| THE PROBLEM |
Count up the lines of the data below that contain the string "describe", then give only the total.
(EXCERPTED RECORDS begins)
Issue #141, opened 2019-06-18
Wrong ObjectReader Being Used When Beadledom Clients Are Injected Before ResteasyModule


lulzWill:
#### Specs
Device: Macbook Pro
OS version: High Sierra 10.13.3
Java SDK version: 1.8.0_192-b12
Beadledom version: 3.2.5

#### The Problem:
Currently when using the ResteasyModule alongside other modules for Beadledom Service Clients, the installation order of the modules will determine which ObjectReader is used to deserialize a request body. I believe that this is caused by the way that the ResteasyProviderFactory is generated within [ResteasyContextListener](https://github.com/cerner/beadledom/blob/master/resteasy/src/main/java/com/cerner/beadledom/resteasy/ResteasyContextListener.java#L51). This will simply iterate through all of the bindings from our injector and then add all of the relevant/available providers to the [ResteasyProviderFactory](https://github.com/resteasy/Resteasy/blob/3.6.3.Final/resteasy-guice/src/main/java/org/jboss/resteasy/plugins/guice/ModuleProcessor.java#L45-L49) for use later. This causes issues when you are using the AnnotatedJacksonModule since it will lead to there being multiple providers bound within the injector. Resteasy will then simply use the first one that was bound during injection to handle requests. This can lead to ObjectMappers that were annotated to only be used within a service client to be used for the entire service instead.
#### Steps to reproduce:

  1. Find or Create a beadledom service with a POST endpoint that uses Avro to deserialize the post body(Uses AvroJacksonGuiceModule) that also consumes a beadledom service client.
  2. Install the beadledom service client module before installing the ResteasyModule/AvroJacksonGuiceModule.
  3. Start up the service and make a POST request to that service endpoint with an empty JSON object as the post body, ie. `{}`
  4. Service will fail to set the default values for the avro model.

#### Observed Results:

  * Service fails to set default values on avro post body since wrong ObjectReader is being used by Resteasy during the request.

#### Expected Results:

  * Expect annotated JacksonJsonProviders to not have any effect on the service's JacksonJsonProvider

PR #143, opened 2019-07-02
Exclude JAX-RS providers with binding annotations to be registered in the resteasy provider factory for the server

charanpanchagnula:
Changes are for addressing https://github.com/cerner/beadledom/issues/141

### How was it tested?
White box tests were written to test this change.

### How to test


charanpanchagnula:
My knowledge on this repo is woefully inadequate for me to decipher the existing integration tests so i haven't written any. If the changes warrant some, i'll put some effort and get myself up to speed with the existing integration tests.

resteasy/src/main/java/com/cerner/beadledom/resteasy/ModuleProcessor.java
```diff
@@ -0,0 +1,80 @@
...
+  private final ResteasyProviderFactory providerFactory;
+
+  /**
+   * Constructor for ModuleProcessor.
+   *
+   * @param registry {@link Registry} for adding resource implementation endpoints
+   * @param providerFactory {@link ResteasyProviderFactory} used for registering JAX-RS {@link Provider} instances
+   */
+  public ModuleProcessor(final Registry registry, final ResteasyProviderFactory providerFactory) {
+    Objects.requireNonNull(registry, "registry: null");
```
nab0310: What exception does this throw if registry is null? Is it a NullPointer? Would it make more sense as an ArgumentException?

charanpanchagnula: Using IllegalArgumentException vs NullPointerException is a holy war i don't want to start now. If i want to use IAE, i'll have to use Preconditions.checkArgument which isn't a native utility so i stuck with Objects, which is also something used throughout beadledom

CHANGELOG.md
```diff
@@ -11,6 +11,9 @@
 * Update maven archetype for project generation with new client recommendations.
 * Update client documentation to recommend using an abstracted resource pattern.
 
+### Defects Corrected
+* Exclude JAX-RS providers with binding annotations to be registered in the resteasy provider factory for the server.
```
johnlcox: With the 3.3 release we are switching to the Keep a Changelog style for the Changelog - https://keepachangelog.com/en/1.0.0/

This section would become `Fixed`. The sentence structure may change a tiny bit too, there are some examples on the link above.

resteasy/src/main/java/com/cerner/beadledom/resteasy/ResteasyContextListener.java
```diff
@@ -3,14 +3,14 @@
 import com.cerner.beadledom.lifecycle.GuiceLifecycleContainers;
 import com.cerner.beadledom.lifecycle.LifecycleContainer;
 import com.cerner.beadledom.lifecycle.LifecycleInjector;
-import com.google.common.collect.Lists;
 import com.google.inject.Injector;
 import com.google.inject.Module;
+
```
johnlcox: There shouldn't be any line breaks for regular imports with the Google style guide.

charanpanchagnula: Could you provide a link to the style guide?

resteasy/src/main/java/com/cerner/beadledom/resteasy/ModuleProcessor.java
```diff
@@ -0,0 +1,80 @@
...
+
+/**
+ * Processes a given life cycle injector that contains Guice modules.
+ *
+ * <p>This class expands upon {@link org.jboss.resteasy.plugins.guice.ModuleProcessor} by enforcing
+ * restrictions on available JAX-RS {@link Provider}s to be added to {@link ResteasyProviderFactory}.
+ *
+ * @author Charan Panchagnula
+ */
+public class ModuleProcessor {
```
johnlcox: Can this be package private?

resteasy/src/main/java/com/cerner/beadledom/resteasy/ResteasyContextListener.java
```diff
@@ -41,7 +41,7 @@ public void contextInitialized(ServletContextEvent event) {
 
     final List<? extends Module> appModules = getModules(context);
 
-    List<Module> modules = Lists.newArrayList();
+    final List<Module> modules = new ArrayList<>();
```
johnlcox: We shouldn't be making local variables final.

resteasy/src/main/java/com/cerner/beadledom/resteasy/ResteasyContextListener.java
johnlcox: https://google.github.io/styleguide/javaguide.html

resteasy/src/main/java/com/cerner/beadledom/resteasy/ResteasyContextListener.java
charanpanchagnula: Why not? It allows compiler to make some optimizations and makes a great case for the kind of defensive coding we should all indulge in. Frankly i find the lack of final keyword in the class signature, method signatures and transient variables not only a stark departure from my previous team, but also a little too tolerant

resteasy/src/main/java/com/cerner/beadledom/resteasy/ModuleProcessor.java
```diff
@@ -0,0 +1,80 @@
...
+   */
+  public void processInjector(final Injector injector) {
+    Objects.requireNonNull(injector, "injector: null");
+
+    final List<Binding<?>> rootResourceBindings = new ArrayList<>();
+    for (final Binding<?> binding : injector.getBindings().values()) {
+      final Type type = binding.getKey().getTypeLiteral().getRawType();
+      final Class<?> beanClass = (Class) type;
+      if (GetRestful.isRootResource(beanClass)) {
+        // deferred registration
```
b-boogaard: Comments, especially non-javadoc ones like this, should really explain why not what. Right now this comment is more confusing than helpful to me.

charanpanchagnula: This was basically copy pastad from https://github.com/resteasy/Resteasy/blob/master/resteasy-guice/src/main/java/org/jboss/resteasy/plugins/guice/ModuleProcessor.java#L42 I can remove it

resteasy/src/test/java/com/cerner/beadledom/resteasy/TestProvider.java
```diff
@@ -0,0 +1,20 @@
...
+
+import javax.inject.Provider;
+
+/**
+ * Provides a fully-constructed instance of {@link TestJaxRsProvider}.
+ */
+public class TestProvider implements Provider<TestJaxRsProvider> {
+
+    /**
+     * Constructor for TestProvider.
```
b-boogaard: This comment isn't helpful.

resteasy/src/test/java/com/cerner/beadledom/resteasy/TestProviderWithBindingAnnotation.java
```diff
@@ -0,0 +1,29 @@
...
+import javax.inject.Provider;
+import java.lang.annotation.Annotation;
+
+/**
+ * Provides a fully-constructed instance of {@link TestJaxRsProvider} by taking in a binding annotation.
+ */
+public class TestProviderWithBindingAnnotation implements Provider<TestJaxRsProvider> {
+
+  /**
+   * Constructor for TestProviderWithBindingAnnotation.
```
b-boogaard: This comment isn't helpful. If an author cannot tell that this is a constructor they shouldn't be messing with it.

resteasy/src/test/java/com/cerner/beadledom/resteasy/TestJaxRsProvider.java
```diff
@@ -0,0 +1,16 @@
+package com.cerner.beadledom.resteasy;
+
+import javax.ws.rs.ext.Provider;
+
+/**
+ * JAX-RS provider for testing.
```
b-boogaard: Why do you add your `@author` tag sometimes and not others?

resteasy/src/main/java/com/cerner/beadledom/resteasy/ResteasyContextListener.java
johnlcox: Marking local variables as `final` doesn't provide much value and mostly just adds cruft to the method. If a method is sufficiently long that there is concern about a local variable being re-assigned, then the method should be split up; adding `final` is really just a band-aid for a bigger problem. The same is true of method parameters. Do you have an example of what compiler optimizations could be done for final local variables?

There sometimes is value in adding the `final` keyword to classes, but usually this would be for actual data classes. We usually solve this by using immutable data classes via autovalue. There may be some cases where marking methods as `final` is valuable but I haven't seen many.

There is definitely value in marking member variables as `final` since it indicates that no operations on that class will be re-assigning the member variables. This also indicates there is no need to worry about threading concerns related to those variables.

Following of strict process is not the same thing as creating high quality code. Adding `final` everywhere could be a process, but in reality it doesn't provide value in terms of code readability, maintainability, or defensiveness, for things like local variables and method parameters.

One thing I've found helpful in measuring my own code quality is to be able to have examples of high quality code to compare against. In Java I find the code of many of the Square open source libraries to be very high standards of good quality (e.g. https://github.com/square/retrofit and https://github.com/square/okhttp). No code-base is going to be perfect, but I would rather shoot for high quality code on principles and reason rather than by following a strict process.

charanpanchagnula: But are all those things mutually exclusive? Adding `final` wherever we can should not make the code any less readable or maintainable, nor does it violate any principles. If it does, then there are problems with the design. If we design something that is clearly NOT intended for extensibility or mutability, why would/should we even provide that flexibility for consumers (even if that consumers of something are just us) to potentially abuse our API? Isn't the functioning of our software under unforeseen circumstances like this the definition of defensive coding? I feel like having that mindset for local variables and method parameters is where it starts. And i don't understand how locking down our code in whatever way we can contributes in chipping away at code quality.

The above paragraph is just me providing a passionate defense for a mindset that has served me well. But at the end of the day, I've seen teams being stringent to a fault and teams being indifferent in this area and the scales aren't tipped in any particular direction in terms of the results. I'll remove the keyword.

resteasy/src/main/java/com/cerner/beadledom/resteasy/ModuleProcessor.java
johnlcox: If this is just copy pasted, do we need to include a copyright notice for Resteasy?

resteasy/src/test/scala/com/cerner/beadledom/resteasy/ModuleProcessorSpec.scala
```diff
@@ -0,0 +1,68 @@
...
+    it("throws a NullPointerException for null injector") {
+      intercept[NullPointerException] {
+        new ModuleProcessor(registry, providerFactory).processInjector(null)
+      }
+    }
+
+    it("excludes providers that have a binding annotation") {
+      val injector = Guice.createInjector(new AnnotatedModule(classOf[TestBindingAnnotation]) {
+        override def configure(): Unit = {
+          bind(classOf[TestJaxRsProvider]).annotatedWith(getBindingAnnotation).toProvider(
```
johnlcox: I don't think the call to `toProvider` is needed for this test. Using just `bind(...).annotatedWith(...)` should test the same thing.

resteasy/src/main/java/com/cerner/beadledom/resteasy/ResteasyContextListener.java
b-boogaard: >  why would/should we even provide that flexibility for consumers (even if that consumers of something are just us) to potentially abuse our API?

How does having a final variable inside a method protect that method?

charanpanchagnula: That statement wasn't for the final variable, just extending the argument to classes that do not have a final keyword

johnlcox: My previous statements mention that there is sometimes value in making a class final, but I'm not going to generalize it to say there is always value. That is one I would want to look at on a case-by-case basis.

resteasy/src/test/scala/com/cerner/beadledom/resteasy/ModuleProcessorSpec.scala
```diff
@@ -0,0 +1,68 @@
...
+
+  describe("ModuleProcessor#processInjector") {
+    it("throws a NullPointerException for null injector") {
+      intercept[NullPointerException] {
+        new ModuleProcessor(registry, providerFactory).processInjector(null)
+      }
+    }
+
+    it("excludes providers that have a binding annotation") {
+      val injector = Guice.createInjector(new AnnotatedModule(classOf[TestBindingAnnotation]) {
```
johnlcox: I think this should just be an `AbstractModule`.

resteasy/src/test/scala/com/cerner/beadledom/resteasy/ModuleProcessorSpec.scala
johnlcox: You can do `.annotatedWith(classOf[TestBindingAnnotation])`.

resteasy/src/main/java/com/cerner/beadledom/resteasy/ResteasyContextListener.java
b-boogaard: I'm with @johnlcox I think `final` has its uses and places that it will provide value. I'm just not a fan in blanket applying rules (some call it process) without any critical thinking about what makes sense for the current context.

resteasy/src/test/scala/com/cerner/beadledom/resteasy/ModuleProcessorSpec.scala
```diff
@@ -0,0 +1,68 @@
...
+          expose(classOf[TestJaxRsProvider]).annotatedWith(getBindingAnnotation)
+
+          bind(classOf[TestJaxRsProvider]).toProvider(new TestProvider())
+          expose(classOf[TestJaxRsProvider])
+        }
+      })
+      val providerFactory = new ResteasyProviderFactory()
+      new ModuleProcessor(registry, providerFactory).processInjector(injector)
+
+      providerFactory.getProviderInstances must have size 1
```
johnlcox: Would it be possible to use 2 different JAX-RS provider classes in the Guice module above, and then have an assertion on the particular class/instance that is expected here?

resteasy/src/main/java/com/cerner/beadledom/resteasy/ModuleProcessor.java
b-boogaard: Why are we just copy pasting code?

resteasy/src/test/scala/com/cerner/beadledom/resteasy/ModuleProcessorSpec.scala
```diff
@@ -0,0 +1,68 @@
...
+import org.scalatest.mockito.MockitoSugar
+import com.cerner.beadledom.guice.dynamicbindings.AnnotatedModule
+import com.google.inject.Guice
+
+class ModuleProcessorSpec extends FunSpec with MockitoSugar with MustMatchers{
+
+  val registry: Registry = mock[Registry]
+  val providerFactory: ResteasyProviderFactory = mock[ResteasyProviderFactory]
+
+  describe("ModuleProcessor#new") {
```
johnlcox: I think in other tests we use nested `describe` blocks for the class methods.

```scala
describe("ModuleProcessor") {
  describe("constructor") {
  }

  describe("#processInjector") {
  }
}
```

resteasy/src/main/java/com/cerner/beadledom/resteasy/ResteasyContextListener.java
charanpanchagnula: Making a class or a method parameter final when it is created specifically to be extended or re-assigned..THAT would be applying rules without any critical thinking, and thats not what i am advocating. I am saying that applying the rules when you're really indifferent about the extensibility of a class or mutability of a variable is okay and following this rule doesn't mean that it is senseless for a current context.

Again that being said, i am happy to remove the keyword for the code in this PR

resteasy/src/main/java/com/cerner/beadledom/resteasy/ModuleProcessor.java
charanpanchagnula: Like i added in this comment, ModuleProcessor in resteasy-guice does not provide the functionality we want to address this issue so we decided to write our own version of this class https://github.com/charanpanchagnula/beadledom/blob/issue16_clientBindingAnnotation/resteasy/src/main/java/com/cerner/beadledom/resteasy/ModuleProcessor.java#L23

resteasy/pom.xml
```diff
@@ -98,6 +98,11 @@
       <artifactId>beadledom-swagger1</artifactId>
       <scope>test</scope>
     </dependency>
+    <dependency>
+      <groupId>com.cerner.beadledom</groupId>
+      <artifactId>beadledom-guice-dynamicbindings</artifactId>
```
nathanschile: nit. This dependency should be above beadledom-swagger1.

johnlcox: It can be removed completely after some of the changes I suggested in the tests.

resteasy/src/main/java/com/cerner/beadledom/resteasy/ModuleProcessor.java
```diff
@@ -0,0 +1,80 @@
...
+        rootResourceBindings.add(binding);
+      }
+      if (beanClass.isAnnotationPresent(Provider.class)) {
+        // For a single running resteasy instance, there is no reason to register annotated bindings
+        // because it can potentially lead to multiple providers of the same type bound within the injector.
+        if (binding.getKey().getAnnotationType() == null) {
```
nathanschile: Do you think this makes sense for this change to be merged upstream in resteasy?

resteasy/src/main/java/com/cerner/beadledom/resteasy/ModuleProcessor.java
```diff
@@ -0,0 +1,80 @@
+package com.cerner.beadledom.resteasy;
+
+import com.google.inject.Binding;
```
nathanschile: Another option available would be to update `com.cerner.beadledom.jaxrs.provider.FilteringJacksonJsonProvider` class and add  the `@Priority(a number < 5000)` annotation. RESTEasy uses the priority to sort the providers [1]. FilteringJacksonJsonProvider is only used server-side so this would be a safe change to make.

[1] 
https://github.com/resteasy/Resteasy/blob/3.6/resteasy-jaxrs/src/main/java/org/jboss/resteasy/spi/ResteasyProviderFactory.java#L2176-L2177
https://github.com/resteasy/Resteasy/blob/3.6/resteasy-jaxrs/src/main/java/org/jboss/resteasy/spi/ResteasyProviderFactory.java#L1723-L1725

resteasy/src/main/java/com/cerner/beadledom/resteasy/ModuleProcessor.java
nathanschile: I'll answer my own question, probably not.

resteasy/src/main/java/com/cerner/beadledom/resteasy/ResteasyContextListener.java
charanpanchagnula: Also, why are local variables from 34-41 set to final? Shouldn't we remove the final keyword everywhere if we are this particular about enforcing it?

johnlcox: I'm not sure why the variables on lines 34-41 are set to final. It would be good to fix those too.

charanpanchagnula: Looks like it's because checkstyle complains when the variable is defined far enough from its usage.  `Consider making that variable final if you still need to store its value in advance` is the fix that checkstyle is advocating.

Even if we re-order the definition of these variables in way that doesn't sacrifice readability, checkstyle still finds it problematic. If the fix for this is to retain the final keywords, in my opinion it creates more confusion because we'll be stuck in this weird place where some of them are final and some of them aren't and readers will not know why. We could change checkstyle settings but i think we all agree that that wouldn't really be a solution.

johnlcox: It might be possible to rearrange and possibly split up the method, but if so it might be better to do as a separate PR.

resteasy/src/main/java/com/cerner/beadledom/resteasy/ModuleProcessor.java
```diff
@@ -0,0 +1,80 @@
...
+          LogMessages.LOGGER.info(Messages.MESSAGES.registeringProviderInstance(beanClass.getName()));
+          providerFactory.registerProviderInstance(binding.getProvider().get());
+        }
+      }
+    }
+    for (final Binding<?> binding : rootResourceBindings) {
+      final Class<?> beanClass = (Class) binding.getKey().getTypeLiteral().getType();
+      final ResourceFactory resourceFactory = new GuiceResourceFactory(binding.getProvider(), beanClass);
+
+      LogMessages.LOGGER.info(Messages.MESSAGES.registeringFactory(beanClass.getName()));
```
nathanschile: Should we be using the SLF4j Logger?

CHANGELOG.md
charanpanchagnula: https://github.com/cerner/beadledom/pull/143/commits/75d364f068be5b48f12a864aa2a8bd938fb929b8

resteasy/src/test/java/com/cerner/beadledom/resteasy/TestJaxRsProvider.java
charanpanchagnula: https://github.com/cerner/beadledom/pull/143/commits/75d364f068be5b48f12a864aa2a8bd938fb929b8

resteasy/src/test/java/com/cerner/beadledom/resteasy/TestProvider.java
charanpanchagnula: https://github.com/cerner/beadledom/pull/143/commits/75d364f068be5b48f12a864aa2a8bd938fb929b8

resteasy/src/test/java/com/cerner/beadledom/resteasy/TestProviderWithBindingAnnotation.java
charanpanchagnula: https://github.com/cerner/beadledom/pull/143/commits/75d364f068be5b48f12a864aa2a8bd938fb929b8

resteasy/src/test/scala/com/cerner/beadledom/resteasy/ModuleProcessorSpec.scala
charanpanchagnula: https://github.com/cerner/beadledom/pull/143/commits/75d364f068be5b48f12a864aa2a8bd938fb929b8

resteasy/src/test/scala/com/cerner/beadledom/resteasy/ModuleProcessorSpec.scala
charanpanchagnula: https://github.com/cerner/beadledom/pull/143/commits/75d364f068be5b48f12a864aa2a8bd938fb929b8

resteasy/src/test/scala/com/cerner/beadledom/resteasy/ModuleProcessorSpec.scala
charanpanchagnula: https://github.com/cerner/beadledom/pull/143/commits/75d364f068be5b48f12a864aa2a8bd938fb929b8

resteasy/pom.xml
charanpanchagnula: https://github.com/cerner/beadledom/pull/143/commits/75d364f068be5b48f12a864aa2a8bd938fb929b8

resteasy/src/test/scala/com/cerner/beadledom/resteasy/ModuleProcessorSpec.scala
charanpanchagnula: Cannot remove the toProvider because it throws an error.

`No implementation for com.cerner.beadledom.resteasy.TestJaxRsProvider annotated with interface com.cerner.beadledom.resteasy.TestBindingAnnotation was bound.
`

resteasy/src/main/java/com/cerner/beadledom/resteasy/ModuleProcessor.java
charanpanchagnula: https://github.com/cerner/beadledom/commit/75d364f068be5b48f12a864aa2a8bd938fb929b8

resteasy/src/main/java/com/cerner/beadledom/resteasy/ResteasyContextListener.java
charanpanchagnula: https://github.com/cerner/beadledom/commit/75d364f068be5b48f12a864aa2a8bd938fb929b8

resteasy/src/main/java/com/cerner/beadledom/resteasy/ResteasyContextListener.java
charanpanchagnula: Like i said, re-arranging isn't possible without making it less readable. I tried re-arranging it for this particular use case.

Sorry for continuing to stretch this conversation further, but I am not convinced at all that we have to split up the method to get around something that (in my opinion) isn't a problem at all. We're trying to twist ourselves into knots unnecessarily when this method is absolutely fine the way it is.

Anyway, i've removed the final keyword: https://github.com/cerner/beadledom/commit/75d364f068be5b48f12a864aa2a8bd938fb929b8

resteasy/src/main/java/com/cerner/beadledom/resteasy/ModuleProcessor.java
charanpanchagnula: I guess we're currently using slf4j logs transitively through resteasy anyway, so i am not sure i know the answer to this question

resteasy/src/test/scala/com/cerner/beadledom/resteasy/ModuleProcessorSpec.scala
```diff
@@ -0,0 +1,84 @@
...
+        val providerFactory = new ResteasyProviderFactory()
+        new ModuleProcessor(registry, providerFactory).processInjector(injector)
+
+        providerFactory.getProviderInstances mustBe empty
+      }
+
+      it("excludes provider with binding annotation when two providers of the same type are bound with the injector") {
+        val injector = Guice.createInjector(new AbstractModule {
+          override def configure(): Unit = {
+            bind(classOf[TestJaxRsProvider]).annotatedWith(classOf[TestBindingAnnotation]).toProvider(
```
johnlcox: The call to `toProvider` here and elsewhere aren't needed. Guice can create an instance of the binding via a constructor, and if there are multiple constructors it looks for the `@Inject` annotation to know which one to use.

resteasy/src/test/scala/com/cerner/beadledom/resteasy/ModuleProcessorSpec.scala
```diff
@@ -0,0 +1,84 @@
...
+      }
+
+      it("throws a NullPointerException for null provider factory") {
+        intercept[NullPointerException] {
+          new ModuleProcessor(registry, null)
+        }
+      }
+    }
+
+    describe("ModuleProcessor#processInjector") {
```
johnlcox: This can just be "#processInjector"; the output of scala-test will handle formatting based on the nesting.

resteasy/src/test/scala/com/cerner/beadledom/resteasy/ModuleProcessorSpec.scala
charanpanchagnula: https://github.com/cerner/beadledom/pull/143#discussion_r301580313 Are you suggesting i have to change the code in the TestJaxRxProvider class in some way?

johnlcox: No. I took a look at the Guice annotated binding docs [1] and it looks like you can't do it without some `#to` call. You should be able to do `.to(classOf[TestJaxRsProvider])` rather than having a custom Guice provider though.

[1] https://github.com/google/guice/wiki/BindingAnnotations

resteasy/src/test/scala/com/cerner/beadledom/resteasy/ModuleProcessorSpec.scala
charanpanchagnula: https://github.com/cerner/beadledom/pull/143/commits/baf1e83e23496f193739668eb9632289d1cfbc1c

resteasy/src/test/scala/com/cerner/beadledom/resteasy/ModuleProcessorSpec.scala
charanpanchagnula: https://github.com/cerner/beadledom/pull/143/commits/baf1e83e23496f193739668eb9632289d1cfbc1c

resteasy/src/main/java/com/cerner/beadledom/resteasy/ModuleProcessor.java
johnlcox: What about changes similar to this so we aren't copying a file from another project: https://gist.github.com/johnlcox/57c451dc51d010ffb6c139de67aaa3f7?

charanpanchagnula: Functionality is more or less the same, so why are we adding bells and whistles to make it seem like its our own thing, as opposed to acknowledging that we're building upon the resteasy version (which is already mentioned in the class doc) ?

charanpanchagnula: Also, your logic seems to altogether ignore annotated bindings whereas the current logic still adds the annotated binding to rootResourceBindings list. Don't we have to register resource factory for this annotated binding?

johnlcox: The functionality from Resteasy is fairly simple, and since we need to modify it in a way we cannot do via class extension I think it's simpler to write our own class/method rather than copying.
(EXCERPTED RECORDS ends)
| RESULT |
7